High-Pressure Phases of Calcium: Density-Functional Theory and Diffusion Quantum Monte Carlo Approach

The phase diagram of Ca is examined using a combination of density-functional theory (DFT) and diffusion quantum Monte Carlo (DMC) calculations. Gibbs free energies of several competing structures are computed at pressures near 50 GPa. Existing disagreements for the stability of Ca both at low and room temperature are resolved with input from DMC. Furthermore, DMC calculations are performed on 0 K crystalline structures up to 150 GPa and it is demonstrated that the widely used generalized gradient approximation of DFT is insufficient to accurately account for the relative stability of the high-pressure phases of Ca. The results indicate that the theoretical phase diagram of Ca needs a revision.

Figure 1

Phonon dispersion curves at 45 GPa and 0 K of (a) sc [21] and (b) $Cmmm$ from linear response theory.

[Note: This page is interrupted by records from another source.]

PR #207, opened 2024-05-11
wrap env::set_var in a closure

RalfJung:
This is in preparation for https://github.com/rust-lang/rust/pull/124636, where we're making `set_var` unsafe. On old (pre-2024) editions, the unsafety error is downgraded to a warning so old code largely keeps working -- except when `set_var` is coerced to a function pointer, as is done by this crate (and by no other crate it seems); then the true type of `set_var` being an `unsafe fn` shines through and the build [fails](https://crater-reports.s3.amazonaws.com/pr-124636/try%23f7e82692c94525c7ff9c5e366c953cc2ea3ca6fc/gh/mattwparas.rucket/log.txt).

So to keep this crate building with future versions of rustc, wrap `set_var` in a closure such that the closure gets coerced to a function pointer, and `set_var` just gets called the normal way.


mattwparas:
Thank you!

mattwparas (approved):

RalfJung:
Thanks for the quick merge :)

PR #209, opened 2024-05-16
improve string->number

jrvidal:
Some minor improvements to `string->number`

## TODO
* [x] Some tests

### DIFF
--- a/crates/steel-core/src/primitives/strings.rs
+++ b/crates/steel-core/src/primitives/strings.rs
@@ -122,7 +122,7 @@ fn string_to_number_impl(value: &str, radix: Option<u32>) -> Result<SteelVal> {
         Some("#x") | Some("#d") | Some("#o") | Some("#b")
     );
 
-    let implicit_radix = radix.filter(|_| explicit_radix);
+    let implicit_radix = radix.filter(|_| !explicit_radix);
 
     let number = expr.into_iter().next().unwrap();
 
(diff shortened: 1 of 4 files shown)


crates/steel-core/src/primitives/strings.rs
```diff
@@ -112,31 +114,44 @@ fn string_to_number_impl(value: &str, radix: Option<u32>) -> Result<SteelVal> {
...
+        },
+        (val @ SteelVal::IntV(_), None) => Ok(val),
+        (SteelVal::BigNum(_), Some(radix)) => match BigInt::from_str_radix(value, radix) {
+            Ok(parsed) => Ok(SteelVal::BigNum(Gc::new(parsed))),
+            Err(_) => Ok(SteelVal::BoolV(false)),
+        },
+
+        (val @ SteelVal::BigNum(_), None) => Ok(val),
+        (svalue @ SteelVal::NumV(_), _) => Ok(svalue),
         _ => Ok(SteelVal::BoolV(false)),
```
jrvidal, line 144: I think I could try to handle all types of numbers, but I might need to expose some of the internals of number tokenization to avoid more duplication.

crates/steel-core/src/primitives/strings.rs
```diff
@@ -112,31 +114,44 @@ fn string_to_number_impl(value: &str, radix: Option<u32>) -> Result<SteelVal> {
...
     }
 }
 
-/// Converts the given string to a number
+/// Converts the given string to a number, with an optional radix.
+/// On failure, it returns `f`
```
mattwparas, line 149:
```suggestion
/// On failure, it returns `#f`
```

mattwparas (approved):

PR #210, opened 2024-05-16
minor repl improvements

jrvidal:
* `Ctrl+C` does not exit the REPL.
* `$1` is bound to the last evaluated expression.

### DIFF
--- a/Cargo.toml
+++ b/Cargo.toml
@@ -21,6 +21,9 @@ path = "src/main.rs"
 # This has to line up with the workspace version above
 steel-core = { path = "./crates/steel-core", version = "0.6.0", features = ["dylibs", "markdown", "stacker", "dylib-build"] }
 
+[features]
+interrupt = ["steel-core/interrupt"]
+
 [dependencies]
 once_cell = "1.17.0"
 steel-core = { workspace = true }
--- a/crates/steel-repl/Cargo.toml
+++ b/crates/steel-repl/Cargo.toml
@@ -16,3 +16,4 @@ colored = "2.0.0"
 steel-core = { workspace = true }
 steel-parser = { path = "../steel-parser", version = "0.6.0"}
 dirs = "5.0.1"
+ctrlc = "3.4.4"
--- a/crates/steel-repl/src/repl.rs
+++ b/crates/steel-repl/src/repl.rs
@@ -97,30 +97,36 @@ fn finish_load_or_interrupt(vm: &mut Engine, exprs: String, path: PathBuf) {
     }
 }
 
-fn finish_or_interrupt(vm: &mut Engine, line: String, print_time: bool) {
-    let now = Instant::now();
+fn finish_or_interrupt(vm: &mut Engine, line: String) {
+    let values = match vm.compile_and_run_raw_program(line) {
+        Ok(values) => values,
+        Err(error) => {
+            vm.raise_error(error);
 
-    let res = vm.compile_and_run_raw_program(line);
+            return;
+        }
+    };
 
-    match res {
-        Ok(r) => r.into_iter().for_each(|x| match x {
+    let len = values.len();
+
+    for (i, value) in values.into_iter().enumerate() {
+        let last = i == len - 1;
+
+        if last {
+            vm.register_value("$1", value.clone());
+        }
+
+        match value {
             SteelVal::Void => {}
             SteelVal::StringV(s) => {
                 println!("{} {:?}", "=>".bright_blue().bold(), s);
             }
             _ => {
                 print!("{} ", "=>".bright_blue().bold());
-                vm.call_function_by_name_with_args("displayln", vec![x])
+                vm.call_function_by_name_with_args("displayln", vec![value])
                     .unwrap();
             }
-        }),
-        Err(e) => {
-            vm.raise_error(e);
         }
-    }
-
-    if print_time {
-        println!("Time taken: {:?}", now.elapsed());
     }
 }
 
@@ -233,13 +239,19 @@ pub fn repl_base(mut vm: Engine) -> std::io::Result<()> {
                     }
                     _ => {
                         // TODO also include this for loading files
-                        finish_or_interrupt(&mut engine.borrow_mut(), line, print_time);
+                        let now = Instant::now();
+
+                        finish_or_interrupt(&mut engine.borrow_mut(), line);
+
+                        if print_time {
+                            println!("Time taken: {:?}", now.elapsed());
+                        }
                     }
                 }
             }
             Err(ReadlineError::Interrupted) => {
                 println!("CTRL-C");
-                break;
+                continue;
             }
             Err(ReadlineError::Eof) => {
                 println!("CTRL-D");
--- a/crates/steel-repl/src/repl.rs
+++ b/crates/steel-repl/src/repl.rs
@@ -1,6 +1,8 @@
 extern crate rustyline;
 use colored::*;
 
+use std::sync::atomic::AtomicBool;
+use std::sync::Arc;
 use std::{cell::RefCell, rc::Rc, sync::mpsc::channel};
 
 use rustyline::error::ReadlineError;
@@ -163,7 +165,10 @@ pub fn repl_base(mut vm: Engine) -> std::io::Result<()> {
         tx.lock().unwrap().send(()).unwrap();
     };
 
+    let interrupted = Arc::new(AtomicBool::new(false));
+
     vm.register_fn("quit", cancellation_function);
+    vm.with_interrupted(interrupted.clone());
 
     let engine = Rc::new(RefCell::new(vm));
     rl.set_helper(Some(RustylineHelper::new(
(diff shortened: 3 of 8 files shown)


crates/steel-repl/src/repl.rs
```diff
@@ -97,31 +97,37 @@ fn finish_load_or_interrupt(vm: &mut Engine, exprs: String, path: PathBuf) {
...
 
-    match res {
-        Ok(r) => r.into_iter().for_each(|x| match x {
+    let len = values.len();
+
+    for (i, value) in values.into_iter().enumerate() {
+        let last = i == len - 1;
+
+        if last {
+            vm.register_value("$1", value.clone());
```
jrvidal, line 116: Ideally, a `(define $1 "foo")` would shadow this "magic" binding forever, but I imagine that would require deeper changes to the VM/engine.

mattwparas: That should be the behavior as is with `register_value`, so we're good here

jrvidal: FWIW I meant more like:

```scheme
> "foobar"
"foobar"
> $1
=> "foobar"
> (define $1 'xyz)
> "potato"
=> "potato"
> $1  ;; after a explicit `define`, the "magic binding" is gone
=> 'xyz
```

mattwparas: I see, let me take a look and evaluate the difficulty of adding that

crates/steel-repl/src/repl.rs
```diff
@@ -233,13 +239,19 @@ pub fn repl_base(mut vm: Engine) -> std::io::Result<()> {
...
+                        if print_time {
+                            println!("Time taken: {:?}", now.elapsed());
+                        }
                     }
                 }
             }
             Err(ReadlineError::Interrupted) => {
                 println!("CTRL-C");
-                break;
+                continue;
```
mattwparas, line 254: is the goal here to actually interrupt evaluation? I think if you do something like this:

```scheme
λ > (define (loop) (loop))
λ > (loop)
^C
➜  steel git:(repl)
```

You'll find that it exits the evaluation.

If you do `CTRL-C` while at the top level though, it won't exit though. Was that the goal? If you want it to interrupt evaluation and keep going, I think the changes will be slightly more involved - you'll have to register a handler for ctrl-c and catch it, and just don't exit and continue

jrvidal: Oh, I foolishly assumed signals would _always_ be caught by readline. I'll look into adding a signal handler.

jrvidal: Oh, wait, you'd need a way to _interrupt_ the VM execution. I see you had something like that a while ago (`vm.on_progress`). I think I could hack something together that works, but I worry that I won't be able to gauge whether a naive `break` in some instruction loop might leave the VM in an inconsistent state.

I'm happy to go either way: give it a try or leave `Ctrl-C` as is for now.

mattwparas: I removed `on_progress` simply because I didn't dedicate enough time to see to how it would affect performance in the general case. If we did some benchmarking, I'd be happy to add it back in (perhaps behind a feature flag) - that way we also open the door for debuggers and other kinds of things

the easiest way to do this I think is to special case interruption, rather than use the general purpose `on_progress` - and just have the interpreter loop be a `while <not interrupted>` - and then in the interrupted case, return and error - the error should force all of the clean up that needs to be run.

There might be some edge cases with this, but that would be a nice direction to start if you're interested in contributing that

mattwparas (commented):
This is great - would you be able to run some benchmarks and see if there is any performance change due to this? I'd expect negligible but perhaps worth checking

Also unfortunately I'm gonna be unavailable for the next week and a half or so - so we won't be able to get this merged until I get back.

jrvidal:
> This is great - would you be able to run some benchmarks and see if there is any performance change due to this? I'd expect negligible but perhaps worth checking

```scheme
(define (loop n) (if (= n 0) #f (loop (- n 1))))

(define (try-loop) (loop 100000000))
```

This loop takes close to ~7s on my machine, and there's a reliable difference after this change, around 1%-2%. Not sure how acceptable that is.

jrvidal:
I'm thinking now: perhaps an obvious optimization is to avoid checking the atomic on _every_ instruction, and instead just do it every 1024 instructions or so. I presume the "intermediate counter" can be better optimized to a register.

mattwparas:
It's possible the additional counter and check for every 1024 could be more expensive than checking the atomic I suppose - I'm not opposed to either, whichever one is faster! 

Also we can probably put this behind a feature flag before rolling it out everywhere. I could imagine that you could have use cases where you don't need to interrupt it and shouldn't have to pay the cost (even though the cost is minimal)

jrvidal:
> It's possible the additional counter and check for every 1024 could be more expensive than checking the atomic I suppose

^ My benchmarks seem to indicate that you were right... CPUs are complicated beasts :shrug: 

> we can probably put this behind a feature flag

I've made it optional, both at runtime and compile time. Wrapping it in an `Option` penalizes the REPL a bit more in favor of speeding up running scripts, which I think it makes sense.

crates/steel-repl/Cargo.toml
```diff
@@ -16,3 +16,4 @@ colored = "2.0.0"
 steel-core = { workspace = true }
 steel-parser = { path = "../steel-parser", version = "0.6.0"}
 dirs = "5.0.1"
+ctrlc = "3.4.4"
```
mattwparas, line 19: Not directly related to this line change, but I think in this TOML file you'll have to change the workspace version for steel to have the `interrupt` feature flag

mattwparas (commented):
Overall the changes look okay (just left a small comment), although I'd like to align with you on the benchmarks you're using so we can maybe have a standard set to run moving forward. There are benchmarks that exist, although I would like to consolidate them into a one liner to run everything to make it easy for everyone - then we can get a dump of the report pre and post change. I can work on that this week if that is an alright timeline for you?

crates/steel-repl/Cargo.toml
jrvidal: Hm, I'm not sure what you mean. I did forget to expose the feature at the "top level" package (which I've now changed). I think that should be enough?

Cargo.toml
```diff
@@ -21,6 +21,9 @@ path = "src/main.rs"
 # This has to line up with the workspace version above
 steel-core = { path = "./crates/steel-core", version = "0.6.0", features = ["dylibs", "markdown", "stacker", "dylib-build"] }
```
mattwparas, line 22: I figured you would need to add it here, so that the application uses it

crates/steel-repl/Cargo.toml
mattwparas: See this comment: https://github.com/mattwparas/steel/pull/210/files#r1625130105

Cargo.toml
jrvidal: Ah, it was unclear to me whether you wanted this enabled by default or not, that's why I exposed it as a top-level feature for the main binary. If you want it enabled by default, maybe it would make sense to add it to `default-features` so that consumers can still disable it?

mattwparas: Ah right, that makes sense, thanks for the clarification. For now lets leave it as is, and once we're done with the benchmarks we can decide if its default or not

mattwparas:
> > if that is an alright timeline for you?
> 
> Sure, whatever works for you 👍

So I didn't get around to the benchmarks - did you want to merge this as is? Since its opt in, I could live on it for a bit and run some benchmarks separately and see what the overall cost is. I'd imagine about 1% is probably right, which I think I could live with.

jrvidal:
> did you want to merge this as is (including the $1 stuff)?

I'm in no particular hurry to merge anything, please do what you think it's best. I guess, worse case scenario, if you find the benchmarks to be less than ideal, we could scrap the interrupt stuff out or rethink it.

mattwparas:
Looks like I'm getting about 1-3% performance decrease, however given that its optional I'm inclined to include this change since I think being able to interrupt and continue working at the repl is most likely worth it.

jrvidal:
The numbers I'm getting are kind of all over the place:

```
ackermann-3-3                   =>  +7.7%
binary-trees                    =>  +1.3%
engine-creation                 =>  +0.7%
fib-28                          =>  -3.4%
filter-big                      =>    +5%
map-big                         =>  +7.3%
multiple-transducers            =>  -4.1%
range-big                       => +24.6%
register-fn                     =>  -6.5%
ten-thousand-iterations         =>  +9.7%
ten-thousand-iterations-letrec  =>  +6.1%
thread-creation                 =>  +0.1%
transducer-map                  =>  +1.9%
trie-sort-without-optimizations =>  -0.5%

```

This is the diff between the estimated mean for each benchmark, in alphabetic order. Just in case, did you remember to enable the `interrupt` feature when testing this branch?

mattwparas:
> The numbers I'm getting are kind of all over the place:
> 
> ```
> ackermann-3-3                   =>  +7.7%
> binary-trees                    =>  +1.3%
> engine-creation                 =>  +0.7%
> fib-28                          =>  -3.4%
> filter-big                      =>    +5%
> map-big                         =>  +7.3%
> multiple-transducers            =>  -4.1%
> range-big                       => +24.6%
> register-fn                     =>  -6.5%
> ten-thousand-iterations         =>  +9.7%
> ten-thousand-iterations-letrec  =>  +6.1%
> thread-creation                 =>  +0.1%
> transducer-map                  =>  +1.9%
> trie-sort-without-optimizations =>  -0.5%
> ```
> 
> This is the diff between the estimated mean for each benchmark, in alphabetic order. Just in case, did you remember to enable the `interrupt` feature when testing this branch?

I did enable the interrupt feature, but yeah those are really all over the place. Maybe some of these benchmarks are too noisy?

mattwparas (approved):
Lets go ahead and merge this if thats okay - we can keep iterating on the implementation since I want the interrupt feature myself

Solid circles are renormalized phonon frequencies from MD at 300 K near 45 GPa.

Figure 2

(a) Double-well potentials associated with atomic displacements along the transverse soft modes at the $M$ and $Y$ points in sc (solid line) and $Cmmm$ (dashed line), respectively. The ground state ionic wave functions for these modes are shown as well. (b) Gibbs free energies from DFT at 300 K of sc and $Cmmm$ relative to $I{4}_1/amd$, with entropy obtained from VDOS (circles) and thermodynamic integration (crosses).

Figure 3

(a) DMC energies for sc, $I{4}_1/amd$, and $Cmmm$ configurations from MD at 300 K. Here $999\mathrm{eV}/\mathrm{\text{atom}}$ is an arbitrary reference energy. The inset shows the DFT electronic density of states of sc and $I{4}_1/amd$ structures at 50 GPa. (b) DMC-corrected Gibbs free energies at 300 K of sc and $Cmmm$ relative to $I{4}_1/amd$ showing that the sc structure is preferred. DFT results are shown for comparison.